PR #1092, opened 2023-05-12
Make the credit system's link to the widget transient.

kring:
This avoids an error when attempting to save a sub-level, and that sub-level has a credit system whose widget exists in the persistent level.

As reported here:
https://community.cesium.com/t/latest-update-broke-level-streaming/23967


cesium-concierge:

PR #1095, opened 2023-05-15
Emit warning if camera is too far from the origin

joseph-kaile:


cesium-concierge:

* :x: Missing CLA.

Source/CesiumRuntime/Private/Cesium3DTileset.cpp
```diff
@@ -873,8 +873,26 @@ void ACesium3DTileset::LoadTileset() {
     return;
   }
 
-#if ENGINE_MAJOR_VERSION == 5 && ENGINE_MINOR_VERSION == 0
   AWorldSettings* pWorldSettings = pWorld->GetWorldSettings();
+  if (pWorldSettings && pWorldSettings->bEnableWorldBoundsChecks) {
+    std::vector<FCesiumCamera> cameras = this->GetCameras();
+    if (!cameras.empty()) {
+      for (const FCesiumCamera& camera : cameras) {
+        if (camera.Location.GetAbsMax() > 1048574.0) {
```
kring, line 881: I think this distance check should be removed. Because with it in place, the user will only be warned if the tileset happens to be reloaded while the camera is already far from the origin. Always show the message, and change the text to recommend simply turning off the world bounds check (it's almost never a good idea in Cesium worlds).

kring:
Thanks @joseph-kaile!

PR #1074, opened 2023-04-14
Fix ue5.2 errors

NielsHygum:
Fixed only errors for compiling for UE5.2 but at least it works now. Still some warnings of use of deprecated features that should be fixed.

PR #1096, opened 2023-05-17
Unreal Engine 5.2

### LINKED ISSUE #1073: Compilation fails with Unreal Engine 5.2
The Cesium plugin uses features that was deprecated in UE 5.0 and 5.1. Some of these features are now finally removed in UE 5.2. Also I think they changed some header include order in UE, so some header include statements also needs to be made. I am working on a PR.

kring:
This PR pulls together a bunch of things:

1. The work @NielsHygum started in #1074.
2. @joseph-kaile's ongoing UE 5.2 work in the [fix-ue5.2](https://github.com/CesiumGS/cesium-unreal/tree/fix-ue5.2) branch.
3. My own work to set up CI for UE 5.2.

In addition to supporting UE 5.2 in the way we supported 5.1 and 5.0 before it, this PR brings actual Linux support to Cesium for Unreal for the first time, including in the Editor.

Fixes #1073


cesium-concierge:

kring:
I confirmed that the Linux version of the plugin works on a real Linux system, but in the Editor and in a built game. (well, it didn't at first, but now it does)

j-baker:
Just a flag on the build - on ARM Macs, Unreal by default tries to build for ARM. Right now, CI is only seemingly producing x64 binaries - linking fails complaining that there are no aarch64 symbols in the file. Not sure if this is a problem with Cesium in general (I'm moving from Unreal 4.27 where it's all x86 and Rosetta2'd, found this branch to help unblock me!) or specifically with the new integration, but wanted to flag it to you.

Specifically, the problem is just with the cesium-native artifacts in Source/Thirdparty/lib, the rest works once those are replaced with a hand-built version.

kring:
Thanks for the note @j-baker. I think we'll need to build cesium-native twice, once for each architecture, and then `lipo` the libs together.

.github/workflows/build.yml
```diff
@@ -502,3 +502,269 @@ jobs:
...
+          echo "BUILD_CESIUM_UNREAL_PACKAGE_NAME=${BUILD_CESIUM_UNREAL_PACKAGE_NAME}" >> "$GITHUB_ENV"
+      - name: Install nasm
+        uses: ilammy/setup-nasm@v1.4.0
+      - name: Build cesium-native
+        run: |
+          export UNREAL_ENGINE_DIR="/opt/ue52"
+          export LINUX_MULTIARCH_ROOT="/opt/ue52/Engine/Extras/ThirdPartyNotUE/SDKs/HostLinux/Linux_x64/v21_clang-15.0.1-centos7/"
+          export UNREAL_ENGINE_COMPILER_DIR="${LINUX_MULTIARCH_ROOT}x86_64-unknown-linux-gnu"
+          export UNREAL_ENGINE_LIBCXX_DIR="${UNREAL_ENGINE_DIR}/Engine/Source/ThirdParty/Unix/LibCxx"
+          # TODO: Move this to the image instead
```
j9liu, line 594: Does this TODO need to be addressed before this PR is merged?

.github/workflows/build.yml
```diff
@@ -502,3 +502,269 @@ jobs:
...
+          cmake --build build --config Release --target install -j8
+          cd ..
+          rm -rf extern
+      - name: Build plugin
+        run: |
+          sed -i 's/\"EngineVersion\": \"5.0.0\"/\"EngineVersion\": \"5.2.0\"/g' CesiumForUnreal.uplugin
+          export LINUX_MULTIARCH_ROOT="/opt/ue52/Engine/Extras/ThirdPartyNotUE/SDKs/HostLinux/Linux_x64/v21_clang-15.0.1-centos7/"
+          cd /opt/ue52/Engine/Build/BatchFiles
+          # UnrealBuildTool writes to write to ~/.config and loses its mind if it doesn't exist. So create it.
+          # TODO: move this to the image instead
```
j9liu, line 607: this one too?

Source/CesiumRuntime/Private/CesiumGltfPointsSceneProxy.cpp
```diff
@@ -0,0 +1,222 @@
+#include "CesiumGltfPointsSceneProxy.h"
+#include "CesiumGltfPointsComponent.h"
+#include "Engine/StaticMesh.h"
+#include "RHIResources.h"
+#include "Runtime/Launch/Resources/Version.h"
+#include "SceneInterface.h"
+#include "StaticMeshResources.h"
+
+#if ENGINE_MAJOR_VERSION > 5 || ENGINE_MINOR_VERSION > 1
```
j9liu, line 9: This check seems wrong?

```suggestion
#if ENGINE_MAJOR_VERSION == 5 && ENGINE_MINOR_VERSION > 1
```

Source/CesiumRuntime/Private/CesiumPointAttenuationVertexFactory.cpp
```diff
@@ -6,6 +6,12 @@
 #include "MeshDrawShaderBindings.h"
 #include "MeshMaterialShader.h"
 #include "RenderCommandFence.h"
+#include "Runtime/Launch/Resources/Version.h"
+
+#if ENGINE_MAJOR_VERSION > 5 || ENGINE_MINOR_VERSION > 1
```
j9liu, line 11: Here too:

```suggestion
#if ENGINE_MAJOR_VERSION == 5 && ENGINE_MINOR_VERSION > 1
```

j9liu (commented):
@kring just a few comments from me. So far I confirmed that the plugin works with UE 5.0, but I would like to briefly test it on 5.1 / 5.2 before merging to main.

j9liu:
@kring actually tried this out in UE 5.2 and it works! Don't see any major differences in the sample levels (aside from a material bug I noted in https://github.com/CesiumGS/cesium-unreal-samples/issues/43.)

.github/workflows/build.yml
kring: No, not urgent. It would just make the build a tiny bit faster, at the cost of lots of time building a new image. I'll do it next time I have some other reason to change the image.

Source/CesiumRuntime/Private/CesiumGltfPointsSceneProxy.cpp
kring: It's correct. The idea is to use this code in any release greater than 5.2, including a hypothetical future 6.x.

Technically we should check that the version isn't less than 5, but none of this code would compile then anyway so it doesn't much matter.

j9liu: Ah okay, that makes sense.

j9liu:
Going to merge now. Thanks @kring !

PR #1101, opened 2023-05-19
Fix Credits Crash when creating new scene

### LINKED ISSUE #1100: Crash when creating new scene with CWT + Bing Imagery
Steps to reproduce:

1. Create a blank Level.
2. Quick add a CWT + Bing Imagery.
3. Project will crash in CesiumCreditSystem::createCredit

joseph-kaile:
Fixes #1100 

It looks like the credits worked before because a Credits System was already in the Level and when a new Level was created, the code was not able to load the Blueprint class, perhaps because the class is not static. Loading it as an object instead of a class seems to fix the issue.

### DIFF
--- a/Source/CesiumRuntime/Private/CesiumCreditSystem.cpp
+++ b/Source/CesiumRuntime/Private/CesiumCreditSystem.cpp
@@ -20,7 +20,7 @@
 #include "Modules/ModuleManager.h"
 #endif
 
-/*static*/ UClass* ACesiumCreditSystem::CesiumCreditSystemBP = nullptr;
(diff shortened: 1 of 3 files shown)


cesium-concierge:

* :x: Missing CLA.

kring:
Good catch, @joseph-kaile! I almost certainly broke this in https://github.com/CesiumGS/cesium-unreal/pull/1085/commits/2ab3ae1b5b9d565396b2351ae5d15a868284c63a.

This change looks good. I just changed the `dynamic_cast<>` to a UE `Cast<>` because I think dynamic_cast isn't always guaranteed to be available on all UE platforms.

PR #1102, opened 2023-05-22
Use correct default for glTF occlusion texture.

kring:
The CesiumGlTFFunction material function has an incorrect default for the `occlusionTexture`. As a result, a glTF model without an explicit occlusion texture (which is most of them) will have an `Ambient Occlusion` value of 0.0, rather than 1.0 as expected. Under certain lighting setups, this can make shadows cast onto the model extremely dark (basically pure black).

This PR fixes it by changing the default texture to one that has the value 1.0 in the red channel. Specifically, from this (`NoMetallicRoughnessTexture`):
image

To this (`NoColorTexture`):
image

(Thanks @AlbanBERGERET-Epic for reporting this!)


cesium-concierge:

j9liu:
@kring did you save the material with Unreal Engine 5.1? I'm viewing this in UE 5.0 and I'm getting this message:

image

It's preventing anything in the scene from rendering with the material. Let me see if I can recreate the change in Unreal 5...

kring:
Oh yeah I probably did @j9liu. Sorry about that, and thanks for fixing it!

j9liu:
Thanks @kring !

Issue #1114, opened 2023-06-01
Clear RF_Public flag on our Actors in PostLoad


kring:
Prior to #1111, the Cesium UI created Actors with the `RF_Public` flag set. This was not the right thing to do. As explained by an engine developer at Epic:

> RF_Public means that the object is an asset, so it should be only set for worlds, textures, meshes, etc.
This flags essentially says it's ok to have a reference to public objects from other packages (with the exception of worlds).
Actors are not assets since they are part of a level which is part of a world, etc. that's why they should not key the public flag.

#1111 changed the code to no longer set the flag. However, Cesium Actors that were created in previous versions will still have this flag. This _may_ cause problems when converting an existing level to World Partition, or perhaps cause other subtle issues that we haven't realized yet. The same engine developer suggested that we clear the flag from old Actors in `PostLoad`.

PR #1216, opened 2023-09-14
Clear RF_Public flag on our Actors in PostLoad

csciguy8:
Closes issue with same name, #1114 .

Based on the changes in #1111 , the only actors that could have previously had the `RF_Public` flag set would be `ACesium3DTileset`, `ACesiumCartographicPolygon`, and `UCesiumIonRasterOverlay` (actor component).

Hook into these classes' `PostLoad` and clear this flag if it set.

Tested using cesium-unreal-samples, 02_CesiumMelbourne and 08_CesiumClipping

### DIFF
--- a/CHANGES.md
+++ b/CHANGES.md
@@ -27,6 +27,7 @@
 - `ACesiumGeoreference`, `ACesiumCameraManager`, and `ACesiumCreditSystem` are now created in the Persistent Level, even if the object that triggered their automatic creation (such as `ACesium3DTileset`) exists in a sub-level. It is very rarely useful to have instances of these objects within a sub-level.
 - An instance of `ACesiumCreditSystem` in a sub-level will no longer cause overlapping and broken-looking credits. However, we still recommend deleting credit system instances from sub-levels.
 - `ACesiumCartographicPolygon` now operates on the parts of the tileset that are shown in the Editor viewport, even if it is used with a Cesium3DTileset with a non-identity transformation.
+- Fixed bug where older scenes that used Cesium UI created actors could have their `RF_Public` flag set. This could cause problems when converting an existing level to World Partition, or perhaps cause other subtle issues that we haven't realized yet.
 
 ### v1.30.1 - 2023-09-03
 
--- a/Source/CesiumRuntime/Private/Cesium3DTileset.cpp
+++ b/Source/CesiumRuntime/Private/Cesium3DTileset.cpp
@@ -2089,7 +2089,13 @@ void ACesium3DTileset::PostLoad() {
 
   Super::PostLoad();
 
-  CesiumActors::validateActorFlags(this);
+#if WITH_EDITOR
+  // Only do this in the editor, when not in play mode
+  // We want to exclude fixing up any objects that aren't in this level
+  if (!GEditor->IsPlaySessionInProgress()) {
+    CesiumActors::validateActorFlags(this);
+  }
+#endif
 }
 
 void ACesium3DTileset::Serialize(FArchive& Ar) {
--- a/Source/CesiumRuntime/Private/Cesium3DTileset.cpp
+++ b/Source/CesiumRuntime/Private/Cesium3DTileset.cpp
@@ -12,6 +12,7 @@
 #include "Cesium3DTilesSelection/TilesetOptions.h"
 #include "Cesium3DTilesetLoadFailureDetails.h"
 #include "Cesium3DTilesetRoot.h"
+#include "CesiumActors.h"
 #include "CesiumAsync/IAssetResponse.h"
 #include "CesiumBoundingVolumeComponent.h"
 #include "CesiumCamera.h"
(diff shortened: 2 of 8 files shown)


cesium-concierge:

kring:
Thanks @csciguy8, this looks good. I just have one concern, and it might be unfounded. This code will, of course, remove the RF_Public flag from Cesium3DTileset and other objects. For the most part that is the correct thing to do. But assets are supposed to have the RF_Public flag, and will probably break if it's removed. So the question is: is it possible for a Cesium3DTileset to ever be an asset instead of an object in a level? Perhaps a Blueprint derived from Cesium3DTileset? Would you mind spending a little time investigating if something like this is possible and will cause a problem?

Also, please update CHANGES.md.

csciguy8:
> ..is it possible for a Cesium3DTileset to ever be an asset instead of an object in a level? Perhaps a Blueprint derived from Cesium3DTileset? Would you mind spending a little time investigating if something like this is possible and will cause a problem?
 
Changes updated.

I did quick test for both your questions. Yes, it is possible to create a Blueprint derived from a Cesium3DTileset, and yes, I could save this as a .uasset that shows up in the Content Browser.

Do these flags present a problem? For my test case of dragging this new asset into a blank level, no, it doesn't seem to be a problem. I stuck a breakpoint in `ACesium3DTileset::ACesium3DTileset` and traced how the actor was created. I saw this in `UActorFactory::PlaceAsset`

```
SpawnParams.ObjectFlags = InPlacementOptions.bIsCreatingPreviewElements ? EObjectFlags::RF_Transient : EObjectFlags::RF_Transactional;
AActor* NewActor = CreateActor(InPlacementInfo.AssetToPlace.GetAsset(), InPlacementInfo.PreferredLevel.Get(), InPlacementInfo.FinalizedTransform, SpawnParams);
```

This suggests that the object flags in a new asset don't really matter, as they are created fresh when you drag them in.

csciguy8:
Ran another test where I created a level blueprint, a  "Load Asset Blocking" node on play start, and tried to load that asset I mentioned previously. 

Again, had a breakpoint in `ACesium3DTileset::ACesium3DTileset` and traced how the actor was created. Bad news here, it gets created, and `ACesium3DTileset::PostLoad` is indeed getting called, running the code that strips out the RF_Public flag. In my test case there was no RF_Public flag present, but it is running this code on assets outside of the level. This is doing more than we originally intended.

csciguy8:
Committed changes to only do the fixup in the editor, when not in play mode. 

The flag was originally introduced via the quick add panel in the editor, during edit mode. It seems fitting that we'd fix it up in the same context.

kring:
Only removing RF_Public in the Editor sounds fine to me, but I think it might not totally solve the problem. For example, if `PostLoad` is ever called in the Editor for Assets, then the flag would still be erroneously removed. I wouldn't be surprised to see `PostLoad` called either when the project is opened, or when the user opens the asset in the Editor by double-clicking it in the content browser.

csciguy8:
Agreed. The changes are 'better', but hard to call them complete without having a good idea of all the cases.

Opening an asset in the editor is something I'll test next.

csciguy8:
Committed changes to forego the fixup if loading a .uasset in the editor. Thankfully there are useful object flags to know the difference between this and a level.

@kring Any other fixup scenarios come to mind?

csciguy8:
@kring Another thought about this issue. Would it be valid to consider not integrating this change at all?
What if the problems that it's trying to fix might actually be smaller than the problems that it could potentially cause in the future?

kring:
> Would it be valid to consider not integrating this change at all?

A very good question! Hard to answer, because we don't actually know with certainty the effect of not fixing it. Nor do we really understand the effect of fixing it!

kring:
After looking at the current code, I think it's very unlikely that it is going to cause problems for anyone. Basically the only way it could cause a problem if someone somewhere has some object that:

1. Is a `Cesium3DTileset`, `CesiumCartographicPolygon`, or `CesiumIonRasterOverlay`,
2. Has `RF_Public` and needs to keep it for some reason, and
3. Is not also marked with `RF_ClassDefaultObject` or `RF_ArchetypeObject`.

Can that happen? Maybe, but we'll just have to trust that someone will let us know if it does. Meanwhile, an existing actor with `RF_Public` will almost certainly problems (a crash) when the object is used with World Partition. So on balance I think this is likely to be a good change.

The only thing I can think of that we could do to improve the safety slightly is to make it only remove the RF_Public flag for objects saved with _previous_ versions of Cesium for Unreal. Which would at least give users an "out" by recreating an object that should have RF_Public in the new version, even if Cesium code insists on removing it from old objects. But I don't think it's really worth the trouble.

So... I'm going to merge this. Thanks @csciguy8!

csciguy8:
> The only thing I can think of that we could do to improve the safety slightly is to make it only remove the RF_Public flag for objects saved with previous versions of Cesium for Unreal. Which would at least give users an "out" by recreating an object that should have RF_Public in the new version, even if Cesium code insists on removing it from old objects. But I don't think it's really worth the trouble.

I like that thought. Kind of a file format versioning, but just for a plugin. 

Agreed though, could be overkill if our cesium objects don't really change very often or drastically.

kring:
> I like that thought. Kind of a file format versioning, but just for a plugin.

Yep, Unreal has a nice built-in system for doing this. Search for `Ar.UsingCustomVersion` in the plugin code and you'll find several places we do it.

No action necessary here, though.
= = =
> **EXERCISE PROMPT**:
Search the data for the string "reason". List each line that has it.

> **SOLUTION TO THE EXERCISE**:
kring: No, not urgent. It would just make the build a tiny bit faster, at the cost of lots of time building a new image. I'll do it next time I have some other reason to change the image.
2. Has `RF_Public` and needs to keep it for some reason, and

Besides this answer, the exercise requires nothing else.